Alex Small asmall at physics.ucsb.edu
Sun Oct 6 22:53:53 PDT 2002

I was at a boring retreat over the weekend and had the time to ponder two

The most important one is that strong FBC becomes easier to satisfy if we
allow truncation.  The condition is no longer that the voters never derive
advantage from betraying their favorite.  It instead becomes that favorite
betrayal never give an outcome preferable to that obtained by sincere
truncation (listing favorite and no others in a 3-way race).  This might
not make strong FBC possible, but it seems to improve the odds somewhat.
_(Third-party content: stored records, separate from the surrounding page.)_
Issue #910, opened 2025-11-21
refactor GpuConfig to use mode-specific configs with a builder pattern


dorindabassey:
I must insist on using a builder pattern, so the validation can be higher in the caller

_Originally posted by @germag in https://github.com/rust-vmm/vhost-device/pull/903#discussion_r2546294564_

PR #932, opened 2026-01-21
vhost-device-gpu: Add support for GPU device path

dorindabassey:
### Summary of the PR

Add a new --gpu-device CLI argument that allows users to specify which GPU device to use for rendering when using the virglrenderer backend.
This is useful for systems with multiple GPUs where a specific device needs to be selected.

Supersedes #910 

### Requirements

requirements:

  test.

### DIFF
--- a/vhost-device-gpu/src/device.rs
+++ b/vhost-device-gpu/src/device.rs
@@ -24,7 +24,7 @@ macro_rules! handle_adapter {
                     // Pass $vrings to the call
                     let (control_vring, gpu_backend) = $self.extract_backend_and_vring($vrings)?;
 
-                    let renderer = $new_adapter(control_vring, gpu_backend);
+                    let renderer = $new_adapter(control_vring, gpu_backend)?;
 
                     event_poll_fd = renderer.get_event_poll_fd();
                     maybe_renderer.insert(renderer)
@@ -622,8 +622,12 @@ impl VhostUserGpuBackendInner {
             GpuMode::Gfxstream => handle_adapter!(
                 GfxstreamAdapter,
                 TLS_GFXSTREAM,
-                |control_vring, gpu_backend| {
-                    GfxstreamAdapter::new(control_vring, &self.gpu_config, gpu_backend)
+                |control_vring, gpu_backend| -> io::Result<GfxstreamAdapter> {
+                    Ok(GfxstreamAdapter::new(
+                        control_vring,
+                        &self.gpu_config,
+                        gpu_backend,
+                    ))
                 },
                 self,
                 device_event,
@@ -645,8 +649,12 @@ impl VhostUserGpuBackendInner {
             GpuMode::Null => handle_adapter!(
                 NullAdapter,
                 TLS_NULL,
-                |control_vring, gpu_backend| {
-                    NullAdapter::new(control_vring, &self.gpu_config, gpu_backend)
+                |control_vring, gpu_backend| -> io::Result<NullAdapter> {
+                    Ok(NullAdapter::new(
+                        control_vring,
+                        &self.gpu_config,
+                        gpu_backend,
+                    ))
                 },
                 self,
                 device_event,
--- a/vhost-device-gpu/src/lib.rs
+++ b/vhost-device-gpu/src/lib.rs
@@ -19,9 +19,13 @@ pub mod renderer;
 #[cfg(test)]
 pub(crate) mod testutils;
 
+#[cfg(feature = "backend-virgl")]
+use std::fs::File;
+#[cfg(feature = "backend-virgl")]
+use std::os::fd::OwnedFd;
 use std::{
     fmt::{Display, Formatter},
-    path::Path,
+    path::{Path, PathBuf},
 };
 
 use bitflags::bitflags;
@@ -129,6 +133,8 @@ pub struct GpuConfig {
     gpu_mode: GpuMode,
     capset: GpuCapset,
     flags: GpuFlags,
+    #[cfg(feature = "backend-virgl")]
+    render_server_fd: Option<OwnedFd>,
 }
 
 #[derive(Debug, Default)]
@@ -136,6 +142,8 @@ pub struct GpuConfigBuilder {
     gpu_mode: Option<GpuMode>,
     capset: Option<GpuCapset>,
     flags: Option<GpuFlags>,
+    #[cfg(feature = "backend-virgl")]
+    gpu_device: Option<PathBuf>,
 }
 
 impl GpuConfigBuilder {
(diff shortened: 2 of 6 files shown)


vhost-device-gpu/src/backend/gfxstream.rs
```diff
@@ -107,7 +107,7 @@ impl GfxstreamAdapter {
         queue_ctl: &VringRwLock,
         gpu_config: &GpuConfig,
         gpu_backend: Option<GpuBackend>,
-    ) -> Self {
+    ) -> io::Result<Self> {
```
epilys: Do we need that change since we're never returning an error? Maybe we should only change the `VirglRendererAdapter::new` method signature.

epilys: Ah it's because the macro does `let renderer = $new_adapter(control_vring, gpu_backend)?;` in that case  you can either leave it like that or change it to `Result<Self, Infallible>` but that's up to you :)

epilys: Or.. it'd be cleaner to change the `$new_adaptor` argument for non-VirglRendererAdapter adapters to return `Ok(_)` instead.

epilys (commented):
LGTM overall, left a very minor nitpick only.

vhost-device-gpu/src/lib.rs
```diff
@@ -189,10 +203,27 @@ impl GpuConfigBuilder {
             return Err(GpuConfigError::GlesRequiredByGfxstream);
         }
 
+        #[cfg(feature = "backend-virgl")]
+        if self.gpu_device.is_some() && !matches!(gpu_mode, GpuMode::VirglRenderer) {
+            return Err(GpuConfigError::GpuPathNotSupportedByMode);
```
xavier-niu: s/GpuPath/GpuDevice/

vhost-device-gpu/src/lib.rs
```diff
@@ -233,6 +264,10 @@ pub enum GpuConfigError {
     CapsetUnsupportedByMode(GpuMode, GpuCapset),
     #[error("Requested gfxstream-gles capset, but gles is disabled")]
     GlesRequiredByGfxstream,
+    #[error("GPU path can only be specified when using virglrenderer mode")]
```
xavier-niu: s/GPU path/GPU device/

justxuewei (commented):
Thanks, overall lgtm, but some nits here:

vhost-device-gpu/src/backend/gfxstream.rs
dorindabassey: Yeah, Makes sense. Thanks!

vhost-device-gpu/src/lib.rs
dorindabassey: Thanks, Fixed

vhost-device-gpu/src/device.rs
```diff
@@ -645,8 +645,8 @@ impl VhostUserGpuBackendInner {
             GpuMode::Null => handle_adapter!(
                 NullAdapter,
                 TLS_NULL,
-                |control_vring, gpu_backend| {
-                    NullAdapter::new(control_vring, &self.gpu_config, gpu_backend)
+                |control_vring, gpu_backend| -> io::Result<NullAdapter> {
+                    Ok(NullAdapter::new(control_vring, &self.gpu_config, gpu_backend))
```
epilys: Run cargo fmt on this and should be ready to be merged

epilys (approved):

vhost-device-gpu/src/lib.rs
```diff
@@ -189,10 +203,27 @@ impl GpuConfigBuilder {
             return Err(GpuConfigError::GlesRequiredByGfxstream);
         }
 
+        #[cfg(feature = "backend-virgl")]
+        if self.gpu_device.is_some() && !matches!(gpu_mode, GpuMode::VirglRenderer) {
+            return Err(GpuConfigError::GpuDeviceNotSupportedByMode);
+        }
+
+        #[cfg(feature = "backend-virgl")]
+        let render_server_fd = if let Some(gpu_device) = self.gpu_device {
```
valpackett, line 212: Uhh.. this does not seem correct at all?? The render server fd is NOT the drm fd, it's a connected socket to an externally spawned virglrenderer process. I have checked the `virglrenderer-0.1.3` dependency crate and there's no confusion there, the `cookie.render_server_fd` field is used specifically by the `get_server_fd` callback, and the `get_drm_fd` callback is not defined at all so there's no way to pass a drm fd to it. This shouldn't work!

dorindabassey: Hi @valpackett , Thanks for catching this! I took a deeper look testing with strace and you're right. With strace I noticed that vhost-device-gpu opens the specified device (fd=3, read only):
`openat(AT_FDCWD, "/dev/dri/renderD128", O_RDONLY|O_CLOEXEC) = 3` 
but virglrenderer ignores it and opens its own fds:
```
[pid 892877] openat(AT_FDCWD, "/dev/dri/renderD128", O_RDWR|O_NOCTTY|O_NONBLOCK|O_CLOEXEC) = 22
[pid 892877] openat(AT_FDCWD, "/dev/dri/renderD128", O_RDWR|O_CLOEXEC) = 24
```
I didn't notice this because it appeared to work since I was using a single gpu system, virglrenderer auto-selects the same device hiding the problem and my testing only checked that the application didn't crash. 
As you said: using the `get_drm_fd` callback instead of `render_server_fd` is the right implementation.

I will post a fix for this, but first I need to implement the `get_drm_fd` callback in virglrenderer-rs.
I should get that sorted in a week or 2, thanks very much for the review!

valpackett: Either way I personally don't think the direct virglrenderer backend is necessary :p I'm currently working on expanding the rutabaga backend beyond gfxstream (as for Qubes we're primarily interested in cross-domain + drm)

dorindabassey: > Either way I personally don't think the direct virglrenderer backend is necessary :p I'm currently working on expanding the rutabaga backend beyond gfxstream (as for Qubes we're primarily interested in cross-domain + drm)

About this, I don't know how you plan to use vhost-device-gpu with Qubes, but expanding rutabaga for your cross-domain use case sounds like useful work. I can only speak for why we are using virglrenderer-rs for vhost-device-gpu in automotive contexts:
- Minimal dependency chain with virglrenderer-rs providing just a Focused FFI layer.
- Direct control over virglrenderer features without abstraction overhead
- Simpler stack for use cases that don't need cross-domain/multi-backend abstractions

That said, virglrenderer-rs is missing features like cross-domain support that would make it suitable for your desktop virtualization use case like Qubes. I've documented the current state and roadmap [here](https://gitlab.freedesktop.org/dorindabs/virglrenderer-rs/-/blob/main/STATE_OF_PROJECT.md). Contributions welcome if anyone wants to help add those features!

PR #936, opened 2026-02-11
vsock: Enable live migrations (snapshot-restore)

jemoreira:
#### The vsock device only accesses virtqueues when they are ready.

The most common case where this matters is after receiving a VHOST_USER_GET_VRING_BASE message from the client (because of a suspend operation, for example), if one of the host side applications or sister VMs sends us a message it must be kept queued until the virtqueues are set to ready again.

#### Enable live migrations (snapshot-restore) of the vsock device.

The [virtio spec](https://docs.oasis-open.org/virtio/virtio/v1.3/csd01/virtio-v1.3-csd01.html#x1-4950001) mandates that when restoring from a snapshot (such as when the VM was migrated to a different host) the device must send a TRANSPORT RESET event via the event virtqueue to the device. The device in turn, upon receiving the event, must drop all existing connections while keeping all listeners and read the CID again from the device configuration space and update the listeners with the (potentially different) CID.

On the device side care must be taken to ensure no new connections are established until that transport reset event is handled otherwise the guest will silently drop them and the peer may not know about it. Given that the driver must read the CID from the configuration space during normal boot and after doing a reset that's the best signal for the device to "activate" and start processing packets from the host and sibling VMs. Feature negotiation also happens during both normal boot and restore, but in the case of restore it happens before the transport reset and therefore can't be used as reliable signal to "activate" the device.
 
The device doesn't need to save/load any state for this. When loading a snapshot the device simply notes that it must send a TRANSPORT RESET event to the driver as soon as possible, which it then does when the event vring is enabled and has buffers available. Independently of whether the device is started to restore a previous VM state or brand new (the device actually doesn't know until it `set_device_state_fd` is called), the device always starts in "inactive" state, meaning it will drop any packets coming from any source. As mentioned before the device "activates" once the driver has read the configuration space.
 
Unlike other VMMs, QEMU takes ownership of the event vring and handles sending of the TRANSPORT RESET event itself. This change attempts to handle both approaches by sending the TRANSPORT RESET event if the vring is kicked, but doesn't treat it as precondition to activate the device, instead choosing to activate unconditionally once the driver reads the configuration space.

There is a race in this implementation, that occurs when the snapshot was taken before the guest driver read the configuration and then it reads immediately upon restore, before the transport reset event was handled. While this could be mitigated by waiting for the reset event to be sent AND the config to be read AFTER the event was sent, QEMU's decision to take over the event queue makes that approach unviable. Hopefully, it will be very unlikely a snapshot will be taken before the driver is fully initialized as that would be of very little value in practice.

### Requirements

requirements:

  test.

### DIFF
--- a/vhost-device-vsock/README.md
+++ b/vhost-device-vsock/README.md
@@ -129,6 +129,18 @@ In this configuration:
 - The host must have vsock support (e.g., `vsock_loopback` kernel module loaded)
 - For testing, you can load the module with: `modprobe vsock_loopback`
 
+## Live migration
+
+This device implementation advertises support for live migrations by offering the VHOST_USER_PROTOCOL_F_DEVICE_STATE protocol feature, however this doesn't work with Qemu yet as it marks its vsock frontend as "unmigratable". This feature does work with CrosVm and potentially other virtual machine managers.
+
+The device itself doesn't save or restore any state during a live migration. It relies instead on the frontend to save the vring's states and negotiated features. It also expects the the frontend to "kick" the queues that have pending buffers in it since the driver probably kicked those queues before the migration and won't do it again.
+
+The state saving flow is trivial as the device doesn't save any state as mentioned.
+
+The state loading flow is a bit more complicated because the virtio-vsock spec mandates that the device must send a VIRTIO_VSOCK_EVENT_TRANSPORT_RESET event to the driver. During a restore the backend is started no differently than during a regular boot. When the frontend sends the VHOST_USER_SET_DEVICE_STATE_FD command with LOAD direction the backend doesn't load anything, but it takes note that a transport reset event needs to be sent to the driver via the event vring when possible. In order to make sure this event is sent when the queue is ready, the backend waits for the event queue to be kicked before sending the event. While these kicks usually come from the driver, this particular one is actually sent by the vhost-user frontend. This implementation depends on the frontend to kick all queues with pending buffers after a restore because the driver is unlikely to do so as it probably did it before the snapshot was taken.
+
+In response to the transport reset event the driver drops any existing connections and reads the configuration space again. To prevent the driver from dropping any new connections established after the restore the backend doesn't forward any packets from outside the VM to the driver until it has read the configuration space. In fact, because the backend doesn't know at start time whether this is a restore or a clean boot, it always waits until after the driver has read the configuration space to start forwarding packets between the outside world and the driver.
+
 ## Usage
 
 Run the vhost-device-vsock device with unix domain socket backend:
--- a/vhost-device-vsock/src/thread_backend.rs
+++ b/vhost-device-vsock/src/thread_backend.rs
@@ -332,7 +332,7 @@ impl VsockThreadBackend {
             if dst_cid != VSOCK_HOST_CID {
                 let cid_map = self.cid_map.read().unwrap();
                 if cid_map.contains_key(&dst_cid) {
-                    let (sibling_raw_pkts_queue, sibling_groups_set, sibling_event_fd) =
+                    let (sibling_raw_pkts_queue_opt, sibling_groups_set, sibling_event_fd) =
                         cid_map.get(&dst_cid).unwrap();
 
                     if self
@@ -345,11 +345,18 @@ impl VsockThreadBackend {
                         return Ok(());
                     }
 
-                    sibling_raw_pkts_queue
-                        .write()
-                        .unwrap()
-                        .push_back(RawVsockPacket::from_vsock_packet(pkt)?);
-                    let _ = sibling_event_fd.write(1);
+                    match sibling_raw_pkts_queue_opt {
+                        Some(queue) => {
+                            queue
+                                .write()
+                                .unwrap()
+                                .push_back(RawVsockPacket::from_vsock_packet(pkt)?);
+                            let _ = sibling_event_fd.write(1);
+                        }
+                        None => {
+                            info!("vsock: dropping packet for cid: {dst_cid:?} due to inactive device");
+                        }
+                    }
                 } else {
                     warn!("vsock: dropping packet for unknown cid: {dst_cid:?}");
                 }
@@ -525,6 +532,7 @@ mod tests {
     #[cfg(feature = "backend_vsock")]
     use crate::vhu_vsock::VsockProxyInfo;
     use crate::vhu_vsock::{BackendType, VhostUserVsockBackend, VsockConfig, VSOCK_OP_RW};
+    use vhost_user_backend::VhostUserBackend;
 
     const DATA_LEN: usize = 16;
     const CONN_TX_BUF_SIZE: u32 = 64 * 1024;
@@ -698,10 +706,27 @@ mod tests {
         // SAFETY: Safe as hdr_raw and data_raw are guaranteed to be valid.
         let mut packet = unsafe { VsockPacket::new(hdr_raw, Some(data_raw)).unwrap() };
 
+        packet.set_type(VSOCK_TYPE_STREAM);
+        packet.set_src_cid(CID);
+        packet.set_dst_cid(SIBLING_CID);
+        packet.set_dst_port(SIBLING_LISTENING_PORT);
+        packet.set_op(VSOCK_OP_RW);
+        packet.set_len(DATA_LEN as u32);
+        packet
+            .data_slice()
+            .unwrap()
+            .copy_from(&[0x01u8, 0x12u8, 0x23u8, 0x34u8]);
+
+        // The packet will be dropped silently because the thread won't activate until the config
+        // is read.
+        vtp.send_pkt(&packet).unwrap();
         assert_eq!(
             vtp.recv_raw_pkt(&mut packet).unwrap_err().to_string(),
             Error::EmptyRawPktsQueue.to_string()
         );
+
+        sibling_backend.get_config(0, 8);
+        sibling2_backend.get_config(0, 8);
 
         packet.set_type(VSOCK_TYPE_STREAM);
         packet.set_src_cid(CID);
--- a/vhost-device-vsock/src/vhu_vsock.rs
+++ b/vhost-device-vsock/src/vhu_vsock.rs
@@ -2,6 +2,7 @@
 
 use std::{
     collections::{HashMap, HashSet},
+    fs::File,
     io::Result as IoResult,
     path::PathBuf,
     sync::{Arc, Mutex, RwLock},
@@ -9,7 +10,10 @@ use std::{
 
 use log::warn;
 use thiserror::Error as ThisError;
-use vhost::vhost_user::message::{VhostUserProtocolFeatures, VhostUserVirtioFeatures};
+use vhost::vhost_user::message::{
+    VhostTransferStateDirection, VhostTransferStatePhase, VhostUserProtocolFeatures,
+    VhostUserVirtioFeatures,
+};
 use vhost_user_backend::{VhostUserBackend, VringRwLock};
 use virtio_bindings::bindings::{
     virtio_config::{VIRTIO_F_NOTIFY_ON_EMPTY, VIRTIO_F_VERSION_1},
@@ -24,8 +28,14 @@ use vmm_sys_util::{
 
 use crate::{thread_backend::RawPktsQ, vhu_vsock_thread::*};
 
-pub(crate) type CidMap =
-    HashMap<u64, (Arc<RwLock<RawPktsQ>>, Arc<RwLock<HashSet<String>>>, EventFd)>;
+pub(crate) type CidMap = HashMap<
+    u64,
+    (
+        Option<Arc<RwLock<RawPktsQ>>>,
+        Arc<RwLock<HashSet<String>>>,
+        EventFd,
+    ),
+>;
 
 const NUM_QUEUES: usize = 3;
 
@@ -72,8 +82,11 @@ pub(crate) const VSOCK_FLAGS_SHUTDOWN_RCV: u32 = 1;
 /// data
 pub(crate) const VSOCK_FLAGS_SHUTDOWN_SEND: u32 = 2;
 
+/// Vsock events - `VSOCK_EVENT_TRANSPORT_RESET`: Communication has been interrupted
+pub(crate) const VSOCK_EVENT_TRANSPORT_RESET: u32 = 0;
+
 // Queue mask to select vrings.
-const QUEUE_MASK: u64 = 0b11;
+const QUEUE_MASK: u64 = 0b111;
 
 pub(crate) type Result<T> = std::result::Result<T, Error>;
 
@@ -141,6 +154,8 @@ pub(crate) enum Error {
     EmptyRawPktsQueue,
     #[error("CID already in use by another vsock device")]
     CidAlreadyInUse,
+    #[error("Failed to write to event virtqueue")]
+    EventQueueWrite,
 }
 
 impl std::convert::From<Error> for std::io::Error {
@@ -261,6 +276,7 @@ pub(crate) struct VhostUserVsockBackend {
     queues_per_thread: Vec<u64>,
     exit_consumer: EventConsumer,
     exit_notifier: EventNotifier,
+    transport_reset_pending: Arc<Mutex<bool>>,
 }
 
 impl VhostUserVsockBackend {
@@ -286,6 +302,7 @@ impl VhostUserVsockBackend {
             queues_per_thread,
             exit_consumer,
             exit_notifier,
+            transport_reset_pending: Arc::new(Mutex::new(false)),
         })
     }
 }
@@ -310,7 +327,9 @@ impl VhostUserBackend for VhostUserVsockBackend {
     }
 
     fn protocol_features(&self) -> VhostUserProtocolFeatures {
-        VhostUserProtocolFeatures::MQ | VhostUserProtocolFeatures::CONFIG
+        VhostUserProtocolFeatures::MQ
+            | VhostUserProtocolFeatures::CONFIG
+            | VhostUserProtocolFeatures::DEVICE_STATE
     }
 
     fn set_event_idx(&self, enabled: bool) {
@@ -335,6 +354,7 @@ impl VhostUserBackend for VhostUserVsockBackend {
     ) -> IoResult<()> {
         let vring_rx = &vrings[0];
         let vring_tx = &vrings[1];
+        let vring_evt = &vrings[2];
 
         if evset != EventSet::IN {
             return Err(Error::HandleEventNotEpollIn.into());
@@ -349,7 +369,11 @@ impl VhostUserBackend for VhostUserVsockBackend {
                 thread.process_tx(vring_tx, evt_idx)?;
             }
             EVT_QUEUE_EVENT => {
-                warn!("Received an unexpected EVT_QUEUE_EVENT");
+                let reset_pending = &mut *self.transport_reset_pending.lock().unwrap();
+                if *reset_pending {
+                    thread.reset_transport(vring_evt, evt_idx)?;
+                    *reset_pending = false;
+                }
             }
             BACKEND_EVENT => {
                 thread.process_backend_evt(evset);
@@ -389,6 +413,15 @@ impl VhostUserBackend for VhostUserVsockBackend {
             return Vec::new();
         }
 
+        if offset + size == buf.len() {
+            // The last byte of the config is read when the driver is initializing or after it has
+            // processed a transport reset event. Either way, no transport reset will be pending
+            // after this. Activate all threads once it's known a reset event is not pending.
+            for thread in self.threads.iter() {
+                thread.lock().unwrap().activate();
+            }
+        }
+
         buf[offset..offset + size].to_vec()
     }
 
@@ -400,6 +433,23 @@ impl VhostUserBackend for VhostUserVsockBackend {
         let consumer = self.exit_consumer.try_clone().ok()?;
         let notifier = self.exit_notifier.try_clone().ok()?;
         Some((consumer, notifier))
+    }
+
+    fn set_device_state_fd(
+        &self,
+        direction: VhostTransferStateDirection,
+        _phase: VhostTransferStatePhase,
+        _file: File,
+    ) -> std::result::Result<Option<File>, std::io::Error> {
+        if let VhostTransferStateDirection::LOAD = direction {
+            *self.transport_reset_pending.lock().unwrap() = true;
+        }
+        Ok(None)
+    }
+
+    fn check_device_state(&self) -> std::result::Result<(), std::io::Error> {
+        // We had nothing to read/write to the fd, so always return Ok.
+        Ok(())
     }
 }
 
@@ -436,17 +486,20 @@ mod tests {
         let vrings = [
             VringRwLock::new(mem.clone(), 0x1000).unwrap(),
             VringRwLock::new(mem.clone(), 0x2000).unwrap(),
+            VringRwLock::new(mem.clone(), 0x1000).unwrap(),
         ];
         vrings[0].set_queue_info(0x100, 0x200, 0x300).unwrap();
         vrings[0].set_queue_ready(true);
         vrings[1].set_queue_info(0x1100, 0x1200, 0x1300).unwrap();
         vrings[1].set_queue_ready(true);
+        vrings[2].set_queue_info(0x2100, 0x2200, 0x2300).unwrap();
+        vrings[2].set_queue_ready(true);
 
         backend.update_memory(mem).unwrap();
 
         let queues_per_thread = backend.queues_per_thread();
         assert_eq!(queues_per_thread.len(), 1);
-        assert_eq!(queues_per_thread[0], 0b11);
+        assert_eq!(queues_per_thread[0], 0b111);
 
         let config = backend.get_config(0, 8);
         assert_eq!(config.len(), 8);
@@ -569,6 +622,7 @@ mod tests {
         let vrings = [
             VringRwLock::new(mem.clone(), 0x1000).unwrap(),
             VringRwLock::new(mem.clone(), 0x2000).unwrap(),
+            VringRwLock::new(mem.clone(), 0x1000).unwrap(),
         ];
 
         backend.update_memory(mem).unwrap();
--- a/vhost-device-vsock/src/vhu_vsock_thread.rs
+++ b/vhost-device-vsock/src/vhu_vsock_thread.rs
@@ -21,6 +21,7 @@ use std::{
 use log::{error, warn};
 use vhost_user_backend::{VringEpollHandler, VringRwLock, VringT};
 use virtio_queue::QueueOwnedT;
+use virtio_queue::QueueT;
 use virtio_vsock::packet::{VsockPacket, PKT_HEADER_SIZE};
 use vm_memory::{GuestAddressSpace, GuestMemoryAtomic, GuestMemoryMmap};
 use vmm_sys_util::{
@@ -587,7 +588,6 @@ impl VhostUserVsockThread {
         };
 
         let mut vring_mut = vring.get_mut();
-
         let queue = vring_mut.get_queue_mut();
 
         while let Some(mut avail_desc) = queue
@@ -652,6 +652,11 @@ impl VhostUserVsockThread {
     /// Wrapper to process rx queue based on whether event idx is enabled or
     /// not.
     fn process_unix_sockets(&mut self, vring: &VringRwLock, event_idx: bool) -> Result<()> {
+        if !vring.get_ref().get_queue().ready() {
+            // A VHOST_USER_GET_VRING_BASE request can cause the vring to not be ready.
+            return Ok(());
+        }
+
         if event_idx {
             // To properly handle EVENT_IDX we need to keep calling
             // process_rx_queue until it stops finding new requests
@@ -677,6 +682,11 @@ impl VhostUserVsockThread {
     /// Wrapper to process raw vsock packets queue based on whether event idx is
     /// enabled or not.
     pub fn process_raw_pkts(&mut self, vring: &VringRwLock, event_idx: bool) -> Result<()> {
+        if !vring.get_ref().get_queue().ready() {
+            // A VHOST_USER_GET_VRING_BASE request can cause the vring to not be ready.
+            return Ok(());
+        }
+
         if event_idx {
             loop {
                 if !self.thread_backend.pending_raw_pkts() {
@@ -779,6 +789,11 @@ impl VhostUserVsockThread {
     /// Wrapper to process tx queue based on whether event idx is enabled or
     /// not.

Second, although this isn't particularly significant, I realized that
plurality voting can be derived from a symmetry condition when voters are
limited in the amount of info they can provide.  I started by thinking of
a situation where instead of 6 dimensions (for 6 types of ballots in a
3-way race, or 9 types with truncation) we work in some lower-dimensional
space, to try and make my geometric idea easier to visualize.  By
symmetry, such a space can only have 3 dimensions (or zero, in a

Furthermore, by constraining the number of voters in each category to add
up to a predetermined number, we find ourselves working in a triangle. 
Finally, the symmetry condition for making the election method unbiased
forces us to divide the triangle into three equal regions corresponding
exactly to plurality voting.

OK, so plurality voting is a no-brainer.  I just thought it was cute that
I could derive it as the only possible ranked method for a 3-way race when
we limit the amount of info voters can provide.  Anyway, it tells me that
the geometric idea might actually be useful for providing insight into
harder problems than pluralityl.

Just felt like sharing.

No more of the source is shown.